In Instant APs, you can enable 40 mhz channels by going to RF> Advanced and making sure that 80mhz channels is unchecked.  You can enable 20 mhz channels by making sure that "Wide Channel Bands" is also set to "none".

 

 

Well, that is all for now.  There are quite a few other things that can be checked to ensure you have good performance, but those are most of the big ones.  See you next time...

Comments
MVP

Excellent article Collin!

 

I just got one question regarding the spacing... and its on Hight density areas.. where is not possible to space that much the APS... what would you do in that kind of situation?

 

For example on an auditorium where putting the APS down of the floor is not possible guess you can put it on a cage down of the chairs.. but they wont be spacing 60 feets....hopefullly the crowd can do enought RF absortion?

 

Also what about in schools where you got 40 kids in one small classrooms...

i would need to put 1 AP every 3 classrooms to maybe acomplish the 60 feet rule... but  that would be like 120 kids in one AP

What would you recommend in this kind of situation....

We are managing some schools and they demand us to handle all students even if they are all connected... so  i must assume they are all connected.  In this deployment i was not able to do that... i was putting 1 AP every 2 classrooms... and im sure its less than 60 feet sadly....

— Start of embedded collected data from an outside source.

PR #9131, opened 2024-05-04
Attempt to add a logger to context

iamandrewluca:


iamandrewluca:
I just like to waste time like this ))

No point in passing something through from config to context. Just import it directly.

dcousens:
@iamandrewluca this isn't a waste of time! I have personally written many different types of "logging" for Keystone 6, but nothing has landed as of yet in respect to an abstraction I am happy to push upstream. The requirements vary significantly between projects.

Maybe you could document what your needs are and we can collaborate on that?

iamandrewluca:
We mainly needed to log different sensitive actions in custom mutations, and we created a global Winston logger instance.

PR #9139, opened 2024-05-10
Virtual Input

ggpwnkthx:
Core changes made so that `virtual` field types can now handle generic JSON input values that can be used by their respective hooks.

The `virtual-field` example has also been updated to show the use case of where Tag records, as they relate to Post records, are orderable. The `tags` field of the Post list will output the Tag records in the order specified by first querying the explicit relationship list, PostTags. If an array of Tag records are provided in the `tags` field of a Post mutation, whatever order they are in is how they will be reordered for that Post.


dcousens:
I don't know if `virtual` is the right abstraction for this, and `JSON` is too opinionated.
I don't think I can accept this pull request.

PR #9179, opened 2024-06-23
Tidy up formatting

gautamsi:
Have tried to cleanup eslint errors which I was trying to fight with vscode, I believe we should nto have dropped the prettier but I have not changed that

not suer if I need to add changeset for this.

### DIFF
--- a/examples/extend-graphql-schema-nexus/nexus-types.ts
+++ b/examples/extend-graphql-schema-nexus/nexus-types.ts
@@ -4,7 +4,7 @@
  */
 
 
-import type { Context } from "./keystone-types"
+import type { Context } from './keystone-types'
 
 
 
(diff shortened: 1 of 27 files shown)


examples/extend-graphql-schema-nexus/nexus-types.ts
```diff
@@ -4,7 +4,7 @@
  */
 
 
-import type { Context } from "./keystone-types"
+import type { Context } from './keystone-types'
```
dcousens, line 7: See ^
```
* This file was generated by Nexus Schema
* Do not make changes to this file directly
```

This should have been ignored

dcousens:
Thanks for this @gautamsi, interested in why a few of them were missed by previous `--fix` changes - in any event, I'm still happy this isn't part of our CI

PR #9181, opened 2024-06-24
[WIP/RFC] Full Next.JS experience with App Router

gautamsi:
This is my attempt to modernize the template with App Router and server side actions. This also brings the fullNext.JS experience without using isolated nextjs folder.

changes:

* use NextJS app router
* Use this in client only rendering for now. `use client` for quick POC
* Work with real files instead of hidden `.keystone/admin`  instance of Next.JS
* generates `<src|optional>/app/admin` or `app/(admin)` folder to make use of `basePath` config

Need to fix
* dashboard/list paths (have fixed it one point but broken again)

Roadmap

- [ ] upgrade Next.JS and React to 15 and 19
- [ ] Use server actions for forms
- [ ] use server code with keystone context instead of graphql
- [ ] still use graphql for certain part of the portal
- [ ] Add support for composable UI elements, which will pave the way for UI Extension (aka Hooks in v5)
- [ ] upgrade `@keystone-ui` to be ssr friendly
- [ ] _...TBD_

@dcousens This PR is for feedback and collaboration to make it next gen, I have plans to add more features like nested lists. Wanted to get your take on this if ThinkMill is willing to work in this direction or not.

> this is using part of eslint cleanup branch, should be less clutter once the other PR merges


dcousens:
> Wanted to get your take on this if ThinkMill is willing to work in this direction or not.

@gautamsi I think it was a mistake for Keystone to use NextJS without leveraging this experience, and I'm happy to see you think we should be moving in this direction too!

dcousens:
In the interests of merging early, let's try and keep each each pull request small and as atomic as possible.  Some of the features you have listed will need more attention than others, and we need not hold everything back while reviewing one particular feature.

gautamsi:
Lets move this into an RFC which can be contributed towards the feature improvements. I will then create atomic PRs.

gautamsi:
@dcousens what is your opinion on React 19 and Next 15? If all goes well, the release could be timed with the final release of the two with some beta/rc/nightly release along the way. or do you want to focus with Next 14 only? IMO Next 15 will keep it going for long.

PR #1402, opened 2022-11-03
feat: move all workspace retrieval to the language server

Cammisuli:


libs/vscode/nx-workspace/src/lib/get-nx-workspace.ts
```diff
@@ -0,0 +1,6 @@
+import { NxWorkspaceRequest } from '@nx-console/language-server/types';
+import { sendRequest } from '@nx-console/vscode/lsp-client';
+
+export function getNxWorkspace(reset?: boolean) {
```
MaxKless, line 4: maybe add an explicit typing here for clarity?

PR #1453, opened 2022-12-27
fix: fall back to nx.app if no cloud url is set in nx.json

MaxKless:


libs/vscode/nx-cloud-view/src/lib/nx-cloud-service/nx-cloud-service.ts
```diff
@@ -668,6 +666,11 @@ export class NxCloudService extends StateBaseService<InternalState> {
     const nxCloudTaskRunner = Object.values(nxConfig.tasksRunnerOptions).find(
       (r) => r.runner == '@nrwl/nx-cloud'
     );
-    return nxCloudTaskRunner?.options?.url;
+
+    // remove trailing slash
+    return (nxCloudTaskRunner?.options?.url ?? 'https://nx.app').replace(
```
StalkAltan, line 671: We can default to `cloud.nx.app` since the user will be forced through a redirect if trying to access `nx.app`

StalkAltan (approved):

PR #1458, opened 2022-12-28
chore: distinguish workspace DTE states

MaxKless:


libs/vscode/nx-cloud-view/src/webview/components/status-labels.ts
```diff
@@ -15,6 +15,17 @@ export class StatusLabels extends LitElement {
...
+      ? 2
+      : this.state?.isUsingCloudRunner
+      ? 1
+      : 0;
+    const dteLabel =
+      dteStatus === 2
+        ? 'DTE enabled'
+        : dteStatus === 1
+        ? 'No distributed tasks executed yet'
+        : '';
```
meeroslav, line 28: Why no title here?
Could be something like "Not using Nx Cloud"

meeroslav: Otherwise looks good

meeroslav (approved):

PR #1465, opened 2023-01-06
docs(nxls): add lsp-zero configuration

nartc:


Cammisuli:
Since `nxls` is available with lsp-config and mason, we can simplify this a lot:

First install nxls with Mason `:MasonInstall nxls`

Then add this config
```lua 
local lsp = require('lsp-zero')
lsp.configure('nxls', {
    force_setup = true, -- this ensures lsp-zero runs lspconfig.nxls.setup {}
})
-- your other configs
lsp.setup()
```

PR #1477, opened 2023-01-16
chore: add document completion for intellij via lsp

Cammisuli:
Adds completion support for nx related files via the lsp for intellij


apps/intellij/src/main/kotlin/dev/nx/console/lsp/NxlsProcess.kt
```diff
@@ -1,4 +1,4 @@
-package dev.nx.console.languageServer
+package dev.nx.console.lsp
```
MaxKless, line 1: I think we should decide on a consisent naming convention. 
Since the LSP app is called nxls, we should probably stick with that here. Or rename everything to `lsp` but I prefer `nxls` since the class is called `NxlsProcess`

MaxKless (approved):

PR #1481, opened 2023-01-17
refactor: move collection retrieval functions to lsp

MaxKless:


apps/nxls/src/main.ts
```diff
@@ -233,6 +239,23 @@ connection.onRequest(NxWorkspaceRequest, async ({ reset }) => {
...
+    options?: GetGeneratorsOptions;
+  }) => {
+    if (!WORKING_PATH) {
+      return new ResponseError(
+        1000,
+        'Unable to get Nx info: no workspace path'
+      );
+    }
+
+    return getGenerators(WORKING_PATH, args.projects, args.options);
```
Cammisuli, line 255: You don't need to pass projects as an arg to the lsp. It can get it by itself with `nxWorkspace`

```suggestion
const {
      workspace: { projects },
    } = await nxWorkspace(WORKING_PATH, lspLogger);

    return getGenerators(WORKING_PATH, projects, args.options);
```

Cammisuli (changes requested):

apps/nxls/src/main.ts
MaxKless: done, i just get the projects inside the readCollections function now. So I don't have to pass it around needlessly

PR #1494, opened 2023-01-26
feat(intellij): include nxls in the intellij bundle

Cammisuli:


apps/intellij/build.gradle.kts
```diff
@@ -77,47 +75,64 @@ qodana {
...
+        dependsOn("buildNxls")
+        from("${rootDir}/node_modules/node-gyp-build") {
+            into("${rootProject.name}/nxls/node_modules/node-gyp-build")
+        }
+        from("${rootDir}/node_modules/@parcel/watcher") {
+            into("${rootProject.name}/nxls/node_modules/@parcel/watcher")
+        }
+        from(nxlsRoot) {
+            include("**/*.js")
+            into("${rootProject.name}/nxls")
```
Cammisuli, line 95: This is the important bit to include nxls in the intellij zip

apps/vscode/project.json
```diff
@@ -139,6 +139,7 @@
       "dependsOn": ["build", "^build"],
       "options": {
         "commands": [
+          "node ./tools/scripts/copy-nxls-to-vscode.js",
```
MaxKless, line 142: This works but I think it's pretty confusing.
Currently, `nxls:build` and `nxls:watch` will output their bundles to different locations. 
That works because we don't currently have a watch mode for intellij.
But I think it's pretty confusing and I would expect there to be a `dist/apps/nxls` folder even if I'm just spinning up a local instance of VSCode.

I'm not sure if there's a good solution for it since Nx is still a bit wonky with long-running tasks but lmk what you think.

Cammisuli: Nxls is special. We have 3 ways of using it. 
* Within VSCode
* Within Intellij
* Published to NPM

Using `yarn watch` is specifically made for vscode. And that includes watching changes for nxls to make sure it appears in the right spot for vscode to reload the changes properly. If we didnt put the watch results in the vscode folder, then we would need to have a way to copy the asset to the vscode folder. And there's no way to do that atm with the current watch we're using. (We'd need to write a webpack plugin or something to copy after emit).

But as  a good notice we have not hear any complain about that deployment, they actually recomend us and also aruba to another school as the owners knows each other...

 

But even if that was successfull  i would liek to deploy WLAN in the best best manner so i would like to hear what do you recommend in those situation, and how we should manage the 60 feet in situaitons like this or similars.

 

Thanks

Carlos

Guru Elite
The article mentions 60 feet for areas that are NOT high density. The high density VRD mentions how to deal with those scenarios.
MVP

 

Nice article Colin.

 

The only thing I am a little bit confused is about using the spectrum load balancing feature , based on my own experience and experiences shared here in the forum it seems that load balancing could sometimes bring more issues to the environment since some devices don't respond very well to the way load balancing works (based on the association response). 

 

Now that load balancing is part of the new ARM 3.0/ Client Match  I am wondering if it will work the same way as before.

 

 

Guru Elite

vfabian,

 

Load balancing in general is designed to even out the number of devices on an access point, or channel.  Spectrum load balancing is designed to provide evenness beyond numbers and extend it to the medium, as well.  Depending on your environment this can improve things.  In some  environments the impact is not as big.  One thing that is lacking is tools to specificially measure the impact of spectrum load balancing as well as how to tune it.  That tool should allow you to determine, based on measurements, whether spectrum load balancing is for your environment or not.

 

I do not have specific details on ARM 3.0 and Client match but it is being designed to take a closer look at client health as part of the metric in determining where a client should be.  Since this is a new approach, you can safely say that it will not "work the same way as before".  There will also be new ways to measure what ARM is doing to give you more insight as to what decisions are being made and determine if it is right for your environment and your clients.  No feature is a benefit in every situation.  "x feature does not work" should be rewritten to say "x feature is not appropriate for your environment", because every feature has a target configuratoin.  Client match should allow you to evaluate and determine if that is the case.

 

Most features that are in an Aruba controller assume a good physical and RF enviroment that could  use a little help with a little tuning.  It will not turn something that is very bad, into something that is good.

 

 

 

MVP

Thanks for the response

Frequent Contributor I

Incredible.

A must-read for all WLAN engineers!!!